**Exercise requirements**.
Return, exactly as written, all lines from the line containing "### LINKED ISSUE" to the end of the entries below, with both ends included.

§ §

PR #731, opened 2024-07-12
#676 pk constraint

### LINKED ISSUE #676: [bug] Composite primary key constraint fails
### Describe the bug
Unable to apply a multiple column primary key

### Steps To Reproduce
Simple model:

§ §

**Output for this task**.
### LINKED ISSUE #676: [bug] Composite primary key constraint fails
### Describe the bug
Unable to apply a multiple column primary key

### Steps To Reproduce
Simple model:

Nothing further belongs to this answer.